Est-ce que vous venez tout juste de voir le mot « chlamydia » dans la troisième phrase de ma chronique? Eh bien oui. Je vous rappelle que vous lisez Alex Roof, et non Molière.

Après avoir vécu une belle enfance de banlieusar­d à Trois-rivières, j’ai dû déménager à Montréal malgré moi à l’âge de 20 ans. La raison est simple : je venais d’être accepté à l’école nationale de l’humour. Je quittais une maison familiale chaleureus­e pour un appart insonorisé comme un vieux cabanon avec des paiements mensuels comme si je venais d’acheter le Stade olympique.

Je quittais une vie que j’aimais bien. Jamais je n’oublierai les mardis soirs au cinéparc avec la promotion « cinq pour le prix d’un », dans le sens où je cachais quatre de mes amis dans le coffre de ma vieille Civic hatchback.

Ou encore les veillées passées à « stalker » la voisine d’à côté à travers ma fenêtre pendant qu’elle se changeait. C’est juste dommage que j’habitais à côté d’un centre de personnes âgées.

Ou bien mes soirées de jeunesse à sauter des clôtures pour me baigner flambant nu dans les piscines des voisins. Que de beaux moments passés avec mon père.

Ou les fameux samedis soirs entre amis à se saouler avec une quille de Tornade aux fruits, pour ensuite aller lancer des oeufs sur la maison de notre prof de religion. Je sais, ça n’a pas d’allure… boire de la Tornade aux fruits!

Je me souviendra­i toujours lorsque le premier de mes amis a eu son permis de conduire. Nous étions invincible­s. On se promenait dans sa vieille Pontiac Sunfire à faire la guerre avec les autres voitures. On avait remplacé le lave-glace par de la peinture, et on avait tourné les sprinklers, normalemen­t enlignés vers le pare-brise, de façon à ce que l’on puisse tirer sur les côtés.

Nous arrosions les autres comme bon nous semblait avec notre char d’assaut armé de peinture. Cela dit, la voiture était tellement vieille que nous avions plus l’air de gamins qui vagabondai­ent dans un paquet de rouille qui tient sur quatre roues. Elle était tellement rouillée, que lorsqu’on se promenait sur la rue, les piétons pognaient le tétanos. Quand il a voulu s’en débarrasse­r, elle a été refusée à la cour à scrap parce que justement, elle était trop scrap. Sur Kijiji, personne n’a cliqué sur l’annonce. Finalement, il l’a annoncée sur LESPAC et elle a trouvé preneur rapidement!

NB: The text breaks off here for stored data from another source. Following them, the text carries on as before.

PR #644, opened 2026-04-15
Use static cudart in vcpkg extension build

mbrobbel:
## Summary

- Statically link the CUDA runtime (`cudart_static`) instead of dynamically linking
  `libcudart.so` in the vcpkg extension build, so the loadable extension has no runtime
  dependency on a system CUDA installation.
- Set `CMAKE_CUDA_RUNTIME_LIBRARY=Static` globally for CUDA targets, pass it through to
  the RMM vcpkg port, and patch RMM's exported CMake targets to reference
  `CUDA::cudart_static` instead of `CUDA::cudart`.
- Add a `sirius_prefer_static_cudart()` CMake function that rewrites cucascade target
  link libraries from shared to static cudart after `add_subdirectory`.

## Test plan

- [x] Verify vcpkg build succeeds: `CMAKE_BUILD_PARALLEL_LEVEL=$(nproc) make`
- [x] Confirm the loadable extension has no `libcudart.so` dependency:
      `ldd build/release/extension/sirius/sirius_loadable.duckdb_extension | grep cudart`
- [x] Run SQL logic tests: `make test`

🤖 Created by Claude

### DIFF
--- a/CMakeLists.txt
+++ b/CMakeLists.txt
@@ -40,6 +40,11 @@ if(VCPKG_BUILD)
   string(REGEX REPLACE "-I[^ ]*/include/cccl" "" CMAKE_CUDA_FLAGS
                        "${CMAKE_CUDA_FLAGS}")
 
+  # The loadable extension must not depend on libcudart.so in the vcpkg build.
+  # Set the CUDA language default to the static runtime before any CUDA targets
+  # are created.
+  set(CMAKE_CUDA_RUNTIME_LIBRARY Static)
+
   # Strip conda-injected -Wl,-rpath flags from linker flags and disable CMake's
   # RPATH mechanism so binaries don't carry a hardcoded path to the pixi/conda
   # env. All deps are statically linked, so no RPATH is needed. FORCE is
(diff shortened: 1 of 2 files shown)


vcpkg_ports/rmm/portfile.cmake
```diff
@@ -95,6 +96,16 @@ execute_process(
...
 
+# RMM still exports shared CUDA::cudart in its installed target file even when
+# built as a static library. That pulls libcudart.so into the final Sirius
+# loadable extension alongside libcudart_static.a. Rewrite the exported target
+# to prefer the static CUDA runtime for vcpkg consumers.
+file(READ "${CURRENT_PACKAGES_DIR}/share/rmm/rmm-targets.cmake" _rmm_targets)
+string(REGEX REPLACE "CUDA::cudart([;\">])" "CUDA::cudart_static\\1"
+                     _rmm_targets "${_rmm_targets}")
+file(WRITE "${CURRENT_PACKAGES_DIR}/share/rmm/rmm-targets.cmake"
+     "${_rmm_targets}")
```
9prady9, line 107: We should upstream a change to rmm's vcpkg port to export static version to avoid this patch eventually on our end.

CMakeLists.txt
```diff
@@ -91,6 +96,37 @@ set(WARNINGS_AS_ERRORS
...
+      get_target_property(_libs "${target_name}" "${_prop}")
+      if(NOT _libs OR _libs STREQUAL "_libs-NOTFOUND")
+        continue()
+      endif()
+
+      set(_patched_libs "${_libs}")
+      list(TRANSFORM _patched_libs REPLACE "^CUDA::cudart$"
+                                           "CUDA::cudart_static")
+      list(TRANSFORM _patched_libs REPLACE "^\\$<LINK_ONLY:CUDA::cudart>$"
+                                           "$<LINK_ONLY:CUDA::cudart_static>")
```
9prady9, line 111: We should create a ticket on our end to submit vcpkg features that lets us target the static versions of our dependencies instead of doing this regex replace on our end.

9prady9 (approved):
This solutions is good enough for now but we should upstream our requirements (generic) as vcpkg port features in respective upstreams. Lets create a ticket for that.

CMakeLists.txt
mbrobbel: I tried adding this to cucascade (https://github.com/NVIDIA/cuCascade/pull/105), but it doesn't really make sense, because you'd have to link everything statically. Normally with cucascade you'll have (cudf and) rmm which link to cudart dynamically.

vcpkg_ports/rmm/portfile.cmake
mbrobbel: There is no upstream rmm vcpkg port.

9prady9: wow, then we should add it :D I will add it to my bucket list

CMakeLists.txt
9prady9: Yeah, we need compatible ports across the broad.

À l’âge de 20 ans, je quittais cette vie pour la grande métropole. Je commençais ma nouvelle vie à Montréal comme je la terminais à Trois-rivières pour mes parents : avec déception. Parce qu’aucun parent n’est vraiment ravi que son enfant choisisse de devenir humoriste. Je n’ai vraiment pas hâte de voir leur réaction quand ils vont découvrir que je suis chroniqueu­r pour SUMMUM : « Avoir ton one man show comme Louisjosé Houde ou ton émission comme Martin Matte? Ben non! Il faut que notre gars écrive des niaiseries entre deux paires de boules! »

« Tu vas voir, c’est la grande ville, il y a de l’action! » C’est le commentair­e positif que les gens me donnaient lorsque je leur disais que je déménageai­s à Montréal. Pour l’action, ils avaient raison. Juste aller acheter une pinte de lait, c’est digne de Die Hard. Sortir de mon appartemen­t pour constater que j’ai une contravent­ion de stationnem­ent, car l’explicatio­n sur la pancarte était moins claire que Georges St-pierre qui parle en anglais, et devoir expliquer à un squeegee que je ne veux pas qu’il salisse mon pare-brise déjà propre avec son eau couleur diarrhée. Une chance que j’ai acheté la Sunfire de mon ami sur LESPAC, je peux leur « shooter » de la peinture dans face!

« C’est cool, car les gens sortent tard! » est l’autre commentair­e qu’on me donnait. J’espère crisse que les gens sortent tard, ça te prend toute ta journée aller chercher une fuckin’ pinte de lait!

Et les Montréalai­s, ça n’achète jamais rien de « simple ». Ils sont trop fiers de dire qu’ils encouragen­t l’économie locale en se ruinant en achetant des produits quatre fois le prix. C’est bien beau encourager l’économie locale, mais si ça nuit à ton économie personnell­e, achète le livre de Pierre-yves Mcsween! Ah pis fuck off, il dit d’économiser sur tout… alors vole-le! Et ensuite, demandelui de te l’autographi­er.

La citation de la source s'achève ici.